Klarifikasi di Gedung Bundar
Dalam jumpa pers Jumat (10/7/2026), Febrie tampil tanpa ragu. Ia membentangkan dokumen kepemilikan, laporan pajak, dan bukti transaksi di hadapan awak media. "Ini bukan hasil korupsi," ujarnya dengan nada tinggi.
Rumah di Sentul, yang ramai disebut sebagai hunian mewah, diklaim sebagai investasi pribadi sejak 2010. Febrie menyebut nilainya saat dibeli hanya Rp1,2 miliar, hasil dari tabungan dan penjualan aset warisan keluarga.
Bisnis Cipete Dilacak Jejaknya
Mengenai bisnis di Cipete, Febrie memerinci bahwa itu adalah restoran keluarga yang dikelola istri dan anaknya. Ia menekankan tak pernah mencampuri operasional maupun perizinan. Data perbankan menunjukkan modal awal hanya Rp500 juta dari kredit usaha rakyat pada 2015.

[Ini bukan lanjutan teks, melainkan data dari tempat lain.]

Issue #238, opened 2021-11-22
Make XPath optional/informative


mmccool:
As mentioned in https://github.com/w3c/wot-discovery/issues/231, it was suggested that we remove XPath.  Let's discuss this and come to a consensus in this issue.

Some points so far:
1. Spec says XPath 3.1 which has a nicer syntax for arrays, etc. in JSON
2. There are a limited number of implementations of XPath 3.1 at present; note that LinkSmart supports only XPath 3.0 (go library; there is also a Java library (saxon), though).  UNIBO uses Node.js, no XPath library is available.
3. If two different TDDs use the same library to implement XPath queries, can we consider these two different implementations? - confirm with PLH
4. The above means that probably XPath queries will be "at risk" since we only have one implementation right now, and two are needed even for optional features.

mmccool:
My opinion is that we should keep it.  Arguments:
1. Optional, so does not constrain implementations
2. Functionally equivalent to JSONPath, provides simple query mechanism (not as pretty a syntax as JSONPath)
3. Testing issue can be resolved by having one more implementation based on Java/saxon for instance.

mmccool:
Discussion:
1. @k-toumura has experience using both XPath and SPARQL.  See https://github.com/w3c/wot-discovery/issues/231#issuecomment-946267769.  During the Nov 22 mtg, we discussed whether dropping XPath (and requiring use of SPARQL instead) would be sufficient for the use cases tested.  It seems so.
2. We do have two SPARQL implementations, so it is not at risk.
3. Likely that JSONPath will become standard and adopted by TDD implementations in practice; we just have to wait for Discovery 2.0 to make it official
4. Fact that SPARQL is relatively complex is perhaps not a big deal if it is hidden by query front ends, e.g. Node-RED discovery plugins.  A "basic" keyword clearly could be built on top of.
5. We *could* provide a bunch of examples of how to express semantics of equivalent JSONPath/XPath queries in SPARQL - to reduce the learning curve for developers.

mmccool:
Consensus:
1. Remove XPath (or make it informative, like JSONPath?) 
2. Focus on SPARQL; it will be the only normative query mechanism.
3. Provide a number of examples of how to map common JSONPath (and XPath?) queries into SPARQL.   Need to come up with some specific use cases, including at least the following:
     - filter TDs to those that only use HTTP
     - search for keywords in descriptions and titles
     - search for semantic types of things (e.g. look for "echonetAirConditioner")
[...]

PR #273, opened 2022-02-12
Things API with optional CRUD

### LINKED ISSUE #208: Read-Only Directories

### LINKED ISSUE #256: Small fixes on Creation
The first bullet point at 6.2.2.1.1 Creation says:

- A TD MUST be submitted to the directory using ...

I think it should be changed to

- A TD which is identified with an id attribute MUST be submitted to the directory using ...

I think it is a small incoherence since a TD does not necessarily have an id and this gives me the idea that a TD can lack an id field and be submitted to `/td/id` where the `id` inside the TD document is generated by the TDD.

Additionally, the text (also the TM of the TDD) does not say that the id inside the TD and the `id` in the `/td/id` must be the same. This should be made more obvious in my opinion. Also, what should the error be in this case? The HTTP semantics would say 400 but what the 400 means in this operation only includes ` Invalid serialization or TD.` which does not include mismatch of ids.

farshidtz:
This is WIP...

- renamed from Registration API to Things API to match the `/things` endpoint and justify optional "registration" interfaces; closes #208 
- renamed Notification API to Events API to match `/events` endpoint
- we already had Search API name for interfaces under the`/search` endpoint
- set listing to required in TD; related to #86 
- clarify creation assertion to explicitly mention where `id` comes from; closes #256

To Do:
- [ ] Convert text to assertions


directory.tm.json
```diff
@@ -9,9 +9,12 @@
     ],
     "title": "Thing Description Directory (TDD) Thing Model",
     "version": {
-        "model": "1.0.0-alpha"
+        "model": "1.0.0-beta"
     },
     "base": "{{DIRECTORY_BASE_URL}}",
+    "tm:required": [
+        "#/properties/things"
+    ],
```
farshidtz, line 17: The `things` property has [two forms](https://github.com/w3c/wot-discovery/blob/51c051368fc0015d3173164b4ae9ed0a0475a169/directory.tm.json#L55-L86). One is for array payload which is mandatory, another is for the collection payload which is optional. To define this required form, the TM should support setting of a form to required using a nested `required: true` field. It currently doesn't.

I am setting the whole property to required, assuming that it means at least one form should offer this interaction. I can also set to `#/properties/things/forms/0` but that means we are forcing the order of items in the forms array.

This was discussed in https://github.com/w3c/wot-discovery/pull/253#issuecomment-1004594898

farshidtz:
@RoboPhred, This PR closes your issue. I could not add you as the reviewer, but consider doing so.

index.html
```diff
@@ -876,41 +876,95 @@ <h3>Directory Service API</h3>
...
+                            order, or rejects the request and does not return the list.
+                            The server will return the list with the default order
+                            if and only if custom sorting is not requested.
+                        </li>
+                        <li>
+                            If the missing feature is the whole functionality at an API endpoint,
+                            the server may respond with 404 (Not Found).
+                            Alternatively, a server may respond with 501 (Not Implemented)
+                            to signify that it has placeholders in place for the given
+                            endpoint and would provide this functionality in future.
```
farshidtz, line 901: I wasn't sure if this should be an assertion. It won't help the clients anyway because it is optional for servers. Turning it into an assertion also means that we need to find two implementations who don't implement the feature and use those status codes!

directory.tm.json
relu91: TBH, I think that for now having only `things` property required is fine. I know that it is clearly depicting the whole picture but we have normative statements that cover that part. I would wait for the TD spec to catch up and deal with this kind of issue (I would say that the issue here is much more complex than just requiring that a derived TD must have a specific form).

index.html
relu91: I am not completely convinced about returning `501` either. Programmatically speaking having `404` or `501` result in the same output -> I cannot use this endpoint. About user, perspective knowing that the feature Might be implemented in the future feels like a temporary workaround. I would prefer chooseing just one of the two error codes.

relu91 (approved):

index.html
farshidtz: Removed 501 and converted 404 to an assertion, but recommended instead of optional.

index.html
```diff
@@ -2167,19 +2200,8 @@ <h2>Incremental Transfer</h2>
...
-            To do: add a
-            <a href="https://w3c.github.io/wot-thing-description/#thing-model">Thing Model</a>
-            (`directory.tm.json`)
-            that can derive to
-            <a href="https://github.com/w3c/wot-discovery/blob/main/implementations/example-directory-oauth2.td.json">this TD</a>
-            as an example.
-            The <a>TM</a> should describe all interaction affordances and indicate which ones
-            are required (i.e. mandatory by this spec). Moreover, it should use placeholders
-            for deployment-specific attributes.
-        </p>
```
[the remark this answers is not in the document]
farshidtz: Actually it isn't. We should still decide to define informative affordances: https://github.com/w3c/wot-discovery/issues/86#issuecomment-992591898

Added back the note with updates.

directory.tm.json
mmccool: OK for now with this resolution, but I'm wondering now if we should not have two different interactions here.  The expectation in TDs are that different forms are somehow equivalent, not for different purposes.  The scripting API, for example, also assumes that any form in an interaction will do the same thing as any other.

index.html
mmccool: OK.  I agree with only having one error code.  I am personally unsure why we don't make this mandatory but having it as a recommended is ok (probably best to not force an implementation to do anything at all if there is an error).

mmccool: The "may" should probably be MAY though and marked as an assertion with a span and id, however.  Are all errors written like this?  Do we have a general statement/assertion somewhere about errors that makes individual assertions unnecessary?

index.html
```diff
@@ -876,41 +876,96 @@ <h3>Directory Service API</h3>
                     incremental transfer of the payloads.
                 </p>
 
+                <p>
+                    The directory APIs include mandatory, recommended, and optional
```
mmccool, line 880: How do we relate these to RFC2119 assertions?  How do we capture them in the implementation report if they are not marked up in the text?

index.html
```diff
@@ -876,41 +876,96 @@ <h3>Directory Service API</h3>
...
+                    features. 
+                    Directories that don't offer recommended or optional features
+                    inform the clients about the absence of those features
+                    according to the following rules:
+                    <ul>
+                        <li>
+                            If the missing feature is to customize existing functionality of an
+                            API, the server will respond with 501 (Not Implemented)
```
mmccool, line 888: will -> MUST assertion?

index.html
```diff
@@ -876,41 +876,96 @@ <h3>Directory Service API</h3>
...
+                            HTTP status.
+                            For example, if a client requests a list of
+                            items with a particular sorting order, the server either
+                            respects that request and returns the list with the requested
```
mmccool, line 892: assertions?

index.html
```diff
@@ -876,41 +876,95 @@ <h3>Directory Service API</h3>
...
+                                    CRUDL (create, read, update, delete, and list) interfaces.</span>
+                            
+                                It is practical to implement only the interfaces to read and list
+                                if the directory serves a static collection of <a>TDs</a>.
+                                This is also useful for directories that intend to expose only
+                                retrieval operations over HTTP, and perform other interactions via non-HTTP protocols.
+
+                                <span class="rfc2119-assertion" id="tdd-reg-read-only-auth">
+                                    To expose read-only access, the directory MUST enforce access control
+                                    on create, update, and delete interfaces.</span>
```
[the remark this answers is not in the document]
mmccool: "other interactions via non-HTTP protocols" is not quite vague enough, and begs the question: "Why not describe it in the TD, then?".  I would make it even vaguer and say "other operations via out-of-band mechanisms."  This is meant to include means like internal (native) APIs (that may not even be network protocols).

index.html
```diff
@@ -974,11 +1041,13 @@ <h4>Creation</h4>
                             Error responses:
                             <ul>
                                 <li>
-                                    400 (Bad Request): Invalid serialization or TD.
+                                    400 (Bad Request): Bad user input such as
+                                    invalid serialization, invalid TD, `id` mismatch.
```
mmccool, line 1045: "TD, or "

index.html
```diff
@@ -1236,7 +1307,7 @@ <h4>Update</h4>
                         <h4>Deletion</h4>
                         <p>
                             <span class="rfc2119-assertion" id="tdd-reg-delete">
-                                A TD MUST be removed from the directory when an HTTP `DELETE` request is submitted
+                                A delete operation MUST be done using an HTTP `DELETE` request is submitted
```
mmccool, line 1310: strike "is submitted" or "MUST be done when an HTTP request is submitted"

index.html
```diff
@@ -2179,7 +2256,9 @@ <h1>Directory Service API Specification</h1>
             The <a>TM</a> should describe all interaction affordances and indicate which ones
             are required (i.e. mandatory by this spec). Moreover, it should use placeholders
             for deployment-specific attributes.
+            Informative affordances (JSONPath and XPath) should be defined as such.
```
mmccool, line 2259: JSONPath is definitely informative since there is no spec we can rely on.  XPath though can be normative, but optional (and SPARQL the same).

directory.tm.json
farshidtz: They are equivalent ways of getting the TDs. The only difference is payload and header formats.

index.html
```diff
@@ -2179,7 +2256,9 @@ <h1>Directory Service API Specification</h1>
...
         </p>
+
         The API of the directory is specified as a <a>Thing Model</a>.
         The Thing Model alone should not be considered as the reference
         to implement or interact with a directory.
```
mmccool, line 2264: A little unclear.  Should emphasize that all Thing Model constraints are normative, but there are *additional* constraints and assertions given in the body of the specification that also need to be followed by implementations.

mmccool (approved):
In the interest of time I think it is ok to go ahead and merge this, although there were a few places where I felt some improvements would be useful.  If there is time before the feature freeze an additional round of polishing may be a good idea.

index.html
farshidtz: @mmccool I think you are commenting on the outdated diff.

Regarding mandatory or recommended; as you said, forcing this means server have to implement it specifically that way. For example, a server may need to implement all those HTTP handlers and return 404.

index.html
farshidtz: There are appropriate assertions for those in the text.

index.html
farshidtz: Assertions are in the respective sections as explained below:
> The normative behavior is prescribed in the respective sections.

farshidtz: Assertions are in the respective sections as explained below:
> The normative behavior is prescribed in the respective sections.

index.html
farshidtz: This is just an example. Assertions are in the respective sections as explained below:
> The normative behavior is prescribed in the respective sections.

index.html
farshidtz: FIxed

index.html
farshidtz: Fixed

index.html
farshidtz: XPath is not normative. We had a consensus on this:
- https://github.com/w3c/wot-discovery/issues/238

index.html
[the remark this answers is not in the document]
farshidtz: Fixed

index.html
```diff
@@ -1546,7 +1579,7 @@ <h4>Management</h4>
                     </p>
                 </section>
```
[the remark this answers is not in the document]
mmccool: Have decided to remove.

directory.tm.json
mmccool: Discussion: Farshids thinks this is broken (maybe messed up as part of an earlier PR) and needs to be fixed.  McCool thinks at the very least that putting forms distinguished by different contentTypes in a single interaction is inconvenient for Consumers.  Farshid will create an issue and will investigate.

index.html
mmccool: ok, will let it go for now and review the record.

Untuk mematahkan kecurigaan, Febrie mengundang auditor independen memeriksa laporan keuangannya. "Silakan bongkar semua. Saya tidak akan lari," tantangnya.
Poin Penting Klarifikasi
- Rumah Sentul: Dibeli 2010 senilai Rp1,2 miliar, sudah dilaporkan di LHKPN sejak awal.
- Restoran Cipete: Milik keluarga, modal dari KUR, bukan dari proyek Kejaksaan.
- Kepatuhan Pajak: Seluruh aset dilengkapi bukti setor pajak tahunan.
- Audit Terbuka: Febrie mengizinkan audit forensik oleh BPK atau OJK.
Respons Kejaksaan Agung
Kejaksaan Agung menyatakan mendukung transparansi. Jaksa Agung, melalui jubirnya, menegaskan pihaknya akan memroses jika ditemukan pelanggaran. Namun, sejauh ini belum ada bukti yang mengarah ke pidana.
Para pengamat menilai konferensi pers ini seperti ultimatum. Febrie ingin mengakhiri spekulasi yang ia sebut "fitnah terstruktur". Publik kini menunggu langkah konkret dari lembaga pengawas.
UPDATE: Hingga berita ini diturunkan, Komisi Pemberantasan Korupsi belum memberikan tanggapan resmi. Namun, sumber internal menyebut lembaga antirasuah itu telah menerima laporan masyarakat dan sedang melakukan telaah awal.